Issue #838, opened 2018-10-04
After 1 uninstall missing padding in uninstall button 


peteruithoven:
Reproduce:
1. Install app
2. Uninstall app
3. Install app

![screenshot from 2018-10-05 00 30 07](https://user-images.githubusercontent.com/523210/46506840-f8ee7880-c835-11e8-921b-096b92ba882d.png)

------

_WHAT THE TASK REQUIRES_.
Once the records are read, print each of them exactly as written.

_RESPONSE_.
Issue #838, opened 2018-10-04
After 1 uninstall missing padding in uninstall button 


peteruithoven:
Reproduce:
1. Install app
2. Uninstall app
3. Install app

![screenshot from 2018-10-05 00 30 07](https://user-images.githubusercontent.com/523210/46506840-f8ee7880-c835-11e8-921b-096b92ba882d.png)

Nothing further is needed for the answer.